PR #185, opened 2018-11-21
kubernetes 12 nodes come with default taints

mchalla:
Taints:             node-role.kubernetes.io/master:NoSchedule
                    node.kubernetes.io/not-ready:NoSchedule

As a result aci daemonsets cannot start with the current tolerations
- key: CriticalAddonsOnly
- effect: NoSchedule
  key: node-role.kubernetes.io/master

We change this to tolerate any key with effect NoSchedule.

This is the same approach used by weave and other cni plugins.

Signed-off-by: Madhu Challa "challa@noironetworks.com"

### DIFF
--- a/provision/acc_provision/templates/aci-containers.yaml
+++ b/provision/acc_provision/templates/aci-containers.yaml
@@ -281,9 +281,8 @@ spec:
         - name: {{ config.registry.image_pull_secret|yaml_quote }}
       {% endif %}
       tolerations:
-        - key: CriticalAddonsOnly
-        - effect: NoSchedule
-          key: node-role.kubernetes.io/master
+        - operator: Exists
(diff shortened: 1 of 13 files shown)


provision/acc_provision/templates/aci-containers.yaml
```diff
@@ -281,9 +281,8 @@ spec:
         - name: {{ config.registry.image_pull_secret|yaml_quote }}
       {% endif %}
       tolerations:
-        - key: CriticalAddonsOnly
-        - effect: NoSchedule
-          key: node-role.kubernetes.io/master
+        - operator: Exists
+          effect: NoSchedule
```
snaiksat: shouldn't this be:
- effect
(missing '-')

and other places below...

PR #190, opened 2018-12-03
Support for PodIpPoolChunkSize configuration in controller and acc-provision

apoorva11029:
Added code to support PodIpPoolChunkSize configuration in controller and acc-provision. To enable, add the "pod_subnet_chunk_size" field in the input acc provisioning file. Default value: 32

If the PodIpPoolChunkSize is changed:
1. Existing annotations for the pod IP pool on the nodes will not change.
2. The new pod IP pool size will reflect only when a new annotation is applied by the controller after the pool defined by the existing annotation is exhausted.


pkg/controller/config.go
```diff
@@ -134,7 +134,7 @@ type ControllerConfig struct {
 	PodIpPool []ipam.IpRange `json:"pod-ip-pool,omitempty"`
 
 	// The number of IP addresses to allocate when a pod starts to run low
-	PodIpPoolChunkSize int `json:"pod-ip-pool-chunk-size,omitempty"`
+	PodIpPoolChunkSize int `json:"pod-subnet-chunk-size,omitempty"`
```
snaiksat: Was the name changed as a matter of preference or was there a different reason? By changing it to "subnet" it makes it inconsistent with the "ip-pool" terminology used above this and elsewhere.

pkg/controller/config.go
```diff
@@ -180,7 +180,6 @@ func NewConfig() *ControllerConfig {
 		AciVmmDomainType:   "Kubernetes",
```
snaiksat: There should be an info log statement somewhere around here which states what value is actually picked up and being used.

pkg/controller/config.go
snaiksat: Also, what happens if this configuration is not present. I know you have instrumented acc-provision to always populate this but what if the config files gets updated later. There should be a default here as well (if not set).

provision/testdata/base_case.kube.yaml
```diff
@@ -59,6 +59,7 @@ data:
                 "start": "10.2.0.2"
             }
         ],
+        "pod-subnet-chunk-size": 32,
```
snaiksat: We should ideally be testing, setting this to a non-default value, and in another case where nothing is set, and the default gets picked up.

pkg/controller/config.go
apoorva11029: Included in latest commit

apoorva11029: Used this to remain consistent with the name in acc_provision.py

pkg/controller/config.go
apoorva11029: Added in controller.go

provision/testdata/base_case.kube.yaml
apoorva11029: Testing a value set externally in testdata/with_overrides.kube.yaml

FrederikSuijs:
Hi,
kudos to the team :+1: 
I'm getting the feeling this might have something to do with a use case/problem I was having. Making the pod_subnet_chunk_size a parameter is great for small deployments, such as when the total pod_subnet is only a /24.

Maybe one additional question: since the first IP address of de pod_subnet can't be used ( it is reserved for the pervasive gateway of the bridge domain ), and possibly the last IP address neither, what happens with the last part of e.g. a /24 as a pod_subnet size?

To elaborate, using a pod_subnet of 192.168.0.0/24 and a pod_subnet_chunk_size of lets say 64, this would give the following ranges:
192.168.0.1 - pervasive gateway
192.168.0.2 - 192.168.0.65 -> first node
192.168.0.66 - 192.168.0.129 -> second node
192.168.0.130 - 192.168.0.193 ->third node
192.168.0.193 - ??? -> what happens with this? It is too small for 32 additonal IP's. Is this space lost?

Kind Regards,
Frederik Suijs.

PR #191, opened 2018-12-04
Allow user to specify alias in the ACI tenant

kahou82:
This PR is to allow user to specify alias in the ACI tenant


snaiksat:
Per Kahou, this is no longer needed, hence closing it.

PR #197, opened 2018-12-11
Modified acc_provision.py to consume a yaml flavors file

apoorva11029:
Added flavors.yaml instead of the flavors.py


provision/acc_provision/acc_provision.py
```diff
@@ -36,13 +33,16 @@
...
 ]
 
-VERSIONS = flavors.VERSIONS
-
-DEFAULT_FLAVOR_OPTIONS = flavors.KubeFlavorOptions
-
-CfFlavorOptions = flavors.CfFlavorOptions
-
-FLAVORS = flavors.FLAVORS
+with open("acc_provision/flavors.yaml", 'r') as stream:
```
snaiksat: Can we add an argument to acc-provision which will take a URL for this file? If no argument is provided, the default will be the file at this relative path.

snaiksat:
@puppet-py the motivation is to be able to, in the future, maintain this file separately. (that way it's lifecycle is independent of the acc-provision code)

---

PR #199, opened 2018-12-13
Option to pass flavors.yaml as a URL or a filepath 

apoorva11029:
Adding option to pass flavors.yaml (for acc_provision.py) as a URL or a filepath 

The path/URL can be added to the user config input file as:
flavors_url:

* _Exercise_: Look above for the line containing "and other places below..." and the line containing "1. Existing annotations". Transcribe both, with the lines between them, exactly.

* _Completed exercise_:
and other places below...

PR #190, opened 2018-12-03
Support for PodIpPoolChunkSize configuration in controller and acc-provision

apoorva11029:
Added code to support PodIpPoolChunkSize configuration in controller and acc-provision. To enable, add the "pod_subnet_chunk_size" field in the input acc provisioning file. Default value: 32

If the PodIpPoolChunkSize is changed:
1. Existing annotations for the pod IP pool on the nodes will not change.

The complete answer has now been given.